Contudo, você sabia que existem muitas regiões, no Brasil e no mundo, onde a população não tem acesso a estas fontes a nível local? Os próximos parágrafos buscarão explicar o que são desertos de notícia, por que são importantes e como a sociedade brasileira se encontra nesse cenário.
O que são desertos de notícias?
Desertos de notícias são lugares, em geral municípios, onde não existem veículos locais de imprensa independente, seja ele “jornal, site, blog ou emissora de rádio ou TV”. Esse fenômeno não é exclusivo do Brasil, ganhando visibilidade principalmente a partir de estudos realizados por universidades americanas sobre as mudanças no mercado jornalístico por lá.

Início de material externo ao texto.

PR #484, opened 2025-11-17
feat(sparse): Add SparseLatticedTensor

ValerianRey:
TODO:
- [ ] Add a special type of error for that, like UnsupportedOnSparseError. We could catch that + NotImplementedError, but not catch ValueError for instance.
- [ ] Prioritize using aten (low level) operations over torch (high level) operations to avoid going through all the dispatch mechanics several times.
- [ ] Add pointwise and 0-to-0 functions that take one Tensor and some other arguments that can be directly forwarded to the call on the physical to the default implementation of pointwise functions.
- [ ] Be careful about composition, need to make sure that every operation returns the right type of physical (and need tests).
- [ ] Investigate overflow of the `hnf_decomposition` algorithm, with a matrix of shape `[5, 7]`, rank `3` and values in range `[-50, 51[`, there was overflow (See test prior to ba9bf21762d55483fbc06670698e78307e2fb725)


src/torchjd/sparse/_sparse_latticed_tensor.py
```diff
@@ -0,0 +1,278 @@
...
+
+        if func in cls._HANDLED_FUNCTIONS:
+            return cls._HANDLED_FUNCTIONS[func](*args, **kwargs)
+
+        print_fallback(func, args, kwargs)
+        unwrapped_args = tree_map(unwrap_to_dense, args)
+        unwrapped_kwargs = tree_map(unwrap_to_dense, kwargs)
+        return func(*unwrapped_args, **unwrapped_kwargs)
+
+    def __repr__(self, *, tensor_contents=None) -> str:
```
PierreQuinton: Mypy is unhappy about the return type. I think this is because the return type of `__repr__` in torch is not specified, it expects `Any`. We may want to open a PR (but I could not find the place where it is defined in torch).

src/torchjd/sparse/_aten_function_overrides/shape.py
```diff
@@ -0,0 +1,289 @@
...
+@impl(aten.expand.default)
+def expand_default(t: StructuredSparseTensor, sizes: list[int]) -> StructuredSparseTensor:
+    # note that sizes could also be just an int, or a torch.Size i think
+    assert isinstance(t, StructuredSparseTensor)
+    assert isinstance(sizes, list)
+    assert len(sizes) >= t.ndim
+
+    # Add as many dimensions as needed at the beginning of the tensor (as torch.expand works)
+    for _ in range(len(sizes) - t.ndim):
+        t = t.unsqueeze(0)
```
PierreQuinton: Interesting: mypy is unhappy about this as `t.unsqueeze(0)` is a `Tensor`, not a `SST`. The thing is that we are supposed to use `unsqueeze_default` here. So something like this:

```suggestion
        t = unsqueeze_default(t, 0)
```
This unsqueeze of a sst happens at other places too and is inscribed in the idea of calling our operations whenever possible.

src/torchjd/sparse/_aten_function_overrides/einsum.py
```diff
@@ -0,0 +1,253 @@
...
+
+    if isinstance(t1, int) or isinstance(t1, float):
+        t1_ = tensor(t1, device=t2.device)
+    else:
+        t1_ = t1
+
+    if isinstance(t2, int) or isinstance(t2, float):
+        t2_ = tensor(t2, device=t1.device)
+    else:
+        t2_ = t2
```
PierreQuinton, line 148: Mypy: In none of the `if`s mypy can guess that the other `t` is a `SST` even though it was asserted above that at least one is. Not sure what a good fix is here, maybe remove the assert and add the conditions, then end up with a `else` that would raise something? The thing is that the code would be unreachable.

src/torchjd/sparse/_aten_function_overrides/einsum.py
```diff
@@ -0,0 +1,253 @@
...
+    all_dims = list(range(t1_.ndim))
+    return einsum((t1_, all_dims), (t2_, all_dims), output=all_dims)
+
+
+@impl(aten.div.Tensor)
+def div_Tensor(t1: Tensor | int | float, t2: Tensor | int | float) -> Tensor:
+    t1_, t2_ = prepare_for_elementwise_op(t1, t2)
+    t2_ = StructuredSparseTensor(1.0 / t2_.physical, t2_.strides)
+    all_dims = list(range(t1_.ndim))
+    return einsum((t1_, all_dims), (t2_, all_dims), output=all_dims)
```
PierreQuinton, line 170: This is problematic, we do not divide by a sparse tensor, or at least by a non-dense tensor. The line
```python
t2_ = StructuredSparseTensor(1.0 / t2_.physical, t2_.strides)
```
Is essentially the pointwise function $x\to 1/x$ applied to `t2`. Note that it can be applied if and only if it is dense. Still, if `t2` is dense (and even if it is a sst), we are good, so I am not sure how to solve this.

src/torchjd/sparse/_aten_function_overrides/einsum.py
```diff
@@ -0,0 +1,253 @@
...
+
+    physical = torch.einsum(*[x for y in zip(physicals, new_indices) for x in y], new_output)
+    # Need to use the safe constructor, otherwise the dimensions may not be maximally grouped.
+    # Maybe there is a way to fix that though.
+    return to_most_efficient_tensor(physical, v_to_ps)
+
+
+def prepare_for_elementwise_op(
+    t1: Tensor | int | float, t2: Tensor | int | float
+) -> tuple[StructuredSparseTensor, StructuredSparseTensor]:
```
PierreQuinton: There is something fishy about the responsibility of this function. It seems to be a mix between tricking einsum into handling non sst Tensors and handling non-tensor inputs. The thing is we don't want to use einsum for these when we have non-tensor inputs (it is too much machinery).

PierreQuinton: Also, I believe that the einsum implementation of most of those based on int or float are actually wrong. For instance mul is `..., ... -> ...`, but the number of dimensions might not match if it is a scalar, in which case you would want to multiply the physical by the scalar.

src/torchjd/sparse/linalg.py
```diff
@@ -0,0 +1,24 @@
...
+        X = torch.linalg.solve(A_, B_)
+    except RuntimeError:
+        return None
+
+    X_rounded = X.round()
+    if not torch.all(torch.isclose(X, X_rounded, atol=tol)):
+        return None
+
+    # TODO: Verify that the round operation cannot fail
+    return X_rounded.to(torch.int64)
```
ValerianRey: In the short term this seems good enough, but in the long term I think we'd want to either use another library to solve integer linear equations ([SymPy](https://docs.sympy.org/latest/index.html), maybe others) or to implement our own solver in torch.

The reason is that computations with floating point numbers may be wrong with large stride values, and it's probably faster to solve something with the extra knowledge that it's integer.

PierreQuinton: We'll probably end up coding that in C.

src/torchjd/sparse/_linalg.py
```diff
@@ -0,0 +1,216 @@
...
+    Extended Euclidean Algorithm (Python integers).
+    Returns (g, x, y) such that a*x + b*y = g.
+    """
+    # We perform the logic in standard Python int for speed on scalars
+    # then cast back to torch tensors if needed, or return python ints.
+    if a == 0:
+        return b, 0, 1
+    else:
+        g, y, x = extended_gcd(b % a, a)
+        return g, x - (b // a) * y, y
```
ValerianRey, line 20: I think we should use torch.gcd instead of this function, even if we have to do one extra division to get x and y.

Assim, a partir de exposição e pesquisa, buscaram-se explicações para o que foi observado. Vários fatores ajudam no entendimento acerca dos desertos de notícia, como o surgimento de novas tecnologias e, com isso, a indução de transformações no mercado (o que levou veículos tradicionais a perderem influência); e as dificuldades financeiras, principalmente, a partir da crise de 2008, o que, segundo Miller (2018), colocou muitos veículos de pequeno e médio porte em risco de falência, “a concentração das indústrias de mídia em centros urbanos […] como metrópoles”[2]; entre outros.
Outros tipos de lacunas informacionais
Deve-se ressaltar que os desertos de notícia são apenas uma das classificações sobre lacunas de informação. Segundo o Atlas da Notícia, pesquisa voltada para o tema no Brasil, são comuns também os quase desertos, caracterizados por “municípios que possuem apenas um ou dois veículos jornalísticos”.
Estes trazem riscos adicionais, como o de se tornarem desertos e o de questionamentos sobre seus conteúdos, já que “com pouca ou nenhuma concorrência, iniciativas locais estão mais vulneráveis a interferências políticas ou empresariais, por exemplo, embora isso seja difícil de apurar caso a caso”.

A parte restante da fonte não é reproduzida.